Al entrar en su consulta y escuchar el motivo de la visita, aquella buena mujer me miró con cara de compasión, y me mandó directamente a la sala de espera, mientras reservaba la terapia para mis padres. A la media hora les vi salir con gesto compungido, y un montón de libros debajo del brazo. Hojeándolos en casa entendí su cara de preocupación, todas aquellas historias empezaban con párrafos como: Cuando sus padres encontraron a Ken ahorcado en el granero, ya era tarde para reaccionar. Supongo que, en aquellos meses, desaproveché la ocasión de pedir a mis padres cualquier cosa, tantas eran sus ganas de verme feliz, que me hubieran consentido los caprichos más disparatados.

Cuando creía que lo peor había pasado, mis amigos se empeñaron en ayudar. Por difícil de creer que resulte, nadie conocía entonces a demasiadas personas gays, y se propusieron acabar con aquello. Como primer paso, decidieron que se debía acabar el monopolio hetero de las noches y, empezaron a sacarme de copas por bares de ambiente. Una vez allí, se acodaban en la barra y decidían a quien presentarme, como si fuese la sobrina soltera de la familia. Que haya logrado sobrevivir a aquello es la prueba científica de que nadie puede morir de vergüenza, por sonrojante que resulten las experiencias a las que se enfrente.

Agotado de secretos, aquel verano me lancé a una carrera frenética de cafés y conversaciones, intentando explicar a amigos y familiares lo que estaba viviendo. Creía que, cuanto antes lo supiese todo el mundo, antes sería capaz de recuperar la normalidad y dejar todo atrás. Aquello resultó una experiencia emocionalmente agotadora, y, en muchos aspectos, frustrante. Vivía con la sensación de deberle al resto del mundo una justificación, como si fuese mi responsabilidad ayudarles a entender y me arriesgase a cargar con las consecuencias si no lo conseguía. Tardé en descubrir que no era la manera, y me costó aún más convencerme de que no debía a nadie ninguna explicación.

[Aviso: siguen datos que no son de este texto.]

PR #28, opened 2022-10-27
ci: add-lighthouse-to-ci

ryanbas21:
adding lighthouse to ci adds different metrics that affect how a web app is understood by google as well as performance metrics. the better the lighthouse score, typically the more respect google gives to the application


cerebrl:
@ryanbas21 I have a question about Lighthouse: what is Lighthouse actually testing in regards to Accessibility? Is it actually crawling our site and evaluating the pages, or is it just statically evaluating from the initial render?

ryanbas21:
> 

https://developer.chrome.com/docs/lighthouse/accessibility/scoring/ 

based on the pages we tell it to run audits on, so based on the initial render. If we can edit the page state via url params then we could probably do something like that as well.

src/lib/journey/callbacks/password/base.svelte
```diff
@@ -89,8 +89,10 @@
     slot="input-button"
     type="button"
   >
-    <EyeIcon classes="tw_password-icon dark:tw_password-icon_dark" visible={isVisible}
-      ><T key="showPassword" /></EyeIcon
+    <EyeIcon
+      aria-label="show-password"
```
cerebrl, line 93: I'm assuming there's a reason you added this `aria-label`, but I would think this would be redundant since we are also passing a `title` attribute to the `EyeIcon`. All icons use the `<slot />` mechanism for this. You can see it here with the `EyeIcon`: https://github.com/cerebrl/forgerock-web-login-framework/blob/main/src/lib/components/icons/eye-icon.svelte#L19.

If the `title` attribute is not working well enough in your testing, then I'd like to change this underlying implementation, rather than sticking an `aria-label` on the element as doing so may end up duplicating what's read to the user.

tests/widget/modal/widget-modal.login.test.js
```diff
@@ -22,3 +22,54 @@ test('modal widget', async ({ page }) => {
...
+  expect(await dialog.isVisible()).toBeFalsy();
+
+  await loginButton.click();
+  // Add just a bit of a delay to ensure dialog responds
+  await page.waitForTimeout(1000);
+  expect(await dialog.isVisible()).toBeTruthy();
+  await page.goto('widget/modal');
+  const username = page.getByRole('textbox', { name: /User Name/ });
+  const password = page.getByRole('textbox', { name: /Password/ });
+  const eye = page.getByRole('button', { name: 'show-password' });
```
cerebrl, line 38: You should be able to find this button with `"Show Password"` and not need the addition of the `aria-label`. Here's a screenshot of the current app with the Accessibility panel open: https://share.getcloudapp.com/7KukDq6P. As you can see, the button should have an accessible name, but if it isn't working reliably, then let me know.

tests/widget/modal/widget-modal.login.test.js
```diff
@@ -22,3 +22,54 @@ test('modal widget', async ({ page }) => {
   expect(await fullName.innerText()).toBe('Full name: Demo User');
   expect(await email.innerText()).toBe('Email: demo@user.com');
 });
+
+test.only('modal widget accessibly', async ({ page }) => {
+  const loginButton = page.locator('button', { hasText: 'Open Login Modal' });
+  const dialog = page.locator('dialog');
+  expect(await dialog.isVisible()).toBeFalsy();
+
+  await loginButton.click();
```
cerebrl, line 31: I'd like these a11y-focused tests to not have any mouse related events, just as a convention.

tests/widget/modal/widget-modal.login.test.js
```diff
@@ -22,3 +22,54 @@ test('modal widget', async ({ page }) => {
...
+  const eye = page.getByRole('button', { name: 'show-password' });
+
+  const loginBtn = page.getByRole('button', { name: 'Sign in' });
+  await page.keyboard.press('Tab')
+  expect(username).toBeFocused();
+  await page.type(username, 'username01');
+
+  await page.keyboard.press('Tab')
+  expect(password).toBeFocused();
+  await page.type(password, 'password');
```
cerebrl, line 47: Can we split the username and password from each other (i.e. don't use a page node)? I'd like this a11y test to encounter a multi-step journey to test our focus management.

tests/widget/modal/widget-modal.login.test.js
```diff
@@ -22,3 +22,54 @@ test('modal widget', async ({ page }) => {
...
+
+  await page.keyboard.press('Tab')
+  expect(eye).toBeFocused();
+
+  await page.keyboard.press('Tab')
+  expect(loginBtn).toBeFocused();
+  await page.keyboard.press('Enter')
+
+  const error = page.getByRole('section')
+  const tryAgain = page.getByRole('button', { name: 'Please try again' });
```
cerebrl, line 57: I'm a bit confused by this. I would expect _this_ view to be rendered after a failed login attempt: https://share.getcloudapp.com/wbuQ2YdK. This view shouldn't have a button with "Please try again." The view it seems you're getting is an unrecoverable error, rather than just a login failure.

tests/widget/modal/widget-modal.login.test.js
```diff
@@ -22,3 +22,54 @@ test('modal widget', async ({ page }) => {
...
+  await page.type(password, 'password');
+
+  await page.keyboard.press('Tab')
+  expect(eye).toBeFocused();
+
+  await page.keyboard.press('Tab')
+  expect(loginBtn).toBeFocused();
+  await page.keyboard.press('Enter')
+
+  const error = page.getByRole('section')
```
cerebrl, line 56: I'd like to make sure each element we are testing for focus is also tested for their accessible text. If I understand this correctly, the above (as an example) `page.getByRole('textbox', { name: 'User Name' });` would fail if there was no "textbox" with accessible text of "User Name", right? I'd like us to do the same for errors and subsequent journey views.

tests/widget/modal/widget-modal.login.test.js
```diff
@@ -22,3 +22,54 @@ test('modal widget', async ({ page }) => {
...
+  await page.type(username, 'username01');
+
+  await page.keyboard.press('Tab')
+  expect(password).toBeFocused();
+  await page.type(password, 'password123!');
+
+  await page.keyboard.press('Tab')
+  await page.keyboard.press('Tab') // eye icon here
+  await page.keyboard.press('Enter')
+
```
cerebrl, line 74: We should probably test what happens after the authentication is successful and the widget closes. We shouldn't abandon our focus management even though we are done authenticating, you know?

tests/widget/modal/widget-modal.login.access.test.js
```diff
@@ -0,0 +1,61 @@
+import { expect, test } from '@playwright/test';
+
+test('modal widget accessibly', async ({ page }) => {
```
daveadams56, line 3: Typo - think this should be "modal widget accessibility"?

.github/workflows/preview-closed.yml
```diff
@@ -0,0 +1,34 @@
...
+        with:
+          AM_URL: ${{ secrets.AM_URL }}
+          USERNAME: ${{ secrets.AM_USERNAME }}
+          PASSWORD: ${{ secrets.AM_PASSWORD }}
+          REALM_PATH: ${{ secrets.AM_REALM }}
+          ORIGINS: ${{ steps.preview_urls.outputs.preview_urls }}
+          COOKIE_NAME: ${{ secrets.COOKIE_NAME }}
+          REDIRECTION_URIS: ${{ secrets.REDIRECTION_URIS }}
+          REMOVE: true
+          CORS_CONFIG_NAME: 'org-ui'
```
daveadams56, line 30: Are we creating a CORS config called 'org-ui', or expecting it to be there? I remember that at some point the default was no longer named 'org-ui'. Maybe it has been reverted now, but we might be better off creating our own for the previews, if we are not already doing so.

.github/workflows/ci.yml
```diff
@@ -7,8 +7,8 @@ jobs:
   pr:
     strategy:
       matrix:
-        node: [16.x] # tests both npm 7 & 8
-        os: [macos-latest, ubuntu-latest, windows-latest]
+        node: [16.x]
+        os: [macos-latest, ubuntu-latest] # windows-latest is commented out because it breaks on adapter-node
```
daveadams56, line 11: Do we have a JIRA to fix this? Or is it something we can't really control / work around?

daveadams56 (approved):
This is great to see. Do we have associated stories to improve the scores, or for now are we just implementing lighthouse? Just left a few comments and questions but otherwise happy.

svelte.config.js
```diff
@@ -1,12 +1,18 @@
...
 /** @type {import('@sveltejs/kit').Config} */
 const config = {
   extensions: ['.svelte', '.md'],
   kit: {
-    adapter: adapter(),
+    adapter: process.env.PREVIEW ? node() : auto(),
+  },
+  server: {
+    watch: {
+      usePolling: true
```
cerebrl, line 14: Can you share why you added this?

tests/widget/inline/widget-inline.login-2step.access.js
```diff
@@ -0,0 +1,29 @@
+test('2step login with inline accessiblity', async ({ page }) => {
```
cerebrl, line 1: Can you add `.test` to this filename to make it consistent with the others? Also, I'm not a huge fan of the use of "access" to be short for accessibility. Access already has a very strong meaning since we are in Access Management. Can we use "a11y" instead, both in code, strings as well as filenames?

tests/widget/modal/widget-modal.login-2step.access.test.js
```diff
@@ -0,0 +1,43 @@
+import { expect, test } from '@playwright/test';
+
+test('2step login with access', async ({ page }) => {
```
cerebrl, line 3: Here's the other instance of "access" that I think we should avoid. Either the full word "accessibility" or "a11y", I'd recommend.

cerebrl (approved):
Other than the few comments, I think this looks good. Please reply to the existing comments and adjust the naming, and this can be merged in.

svelte.config.js
ryanbas21: sveltekit uses chokidar under the hood to watch files and that doesn’t work in a docker container, so if we are to be able to develop in a docker container itself with okteto, to get HMR you need that polling config.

En realidad, nada fue tan difícil, ni tampoco tan sencillo. Lo viví con la intensidad del que ve moverse bajo sus pies su apacible vida de chico de provincias, y con la incertidumbre de sentirse distinto a una edad en la que no conseguir las zapatillas de moda era motivo de exclusión. Hoy me sonrojo cuando lo escribo con este tono de testimonio de superación, como si hubiese escapado de una lapidación segura. Con los años he visto que este tipo de escenas forman parte de la biografía de muchos amigos, con los mismos ingredientes de vencer el miedo, de sentimientos de vergüenza y culpabilidad, y que todo lo que esta historia tiene de especial lo tiene únicamente para mí. Hubo errores y algunas cosas tristes, pero sobre todo mucho cariño, y hoy sonrío cuando imagino qué habría pensado si ese verano alguien me hubiese propuesto contarlo todo en un periódico.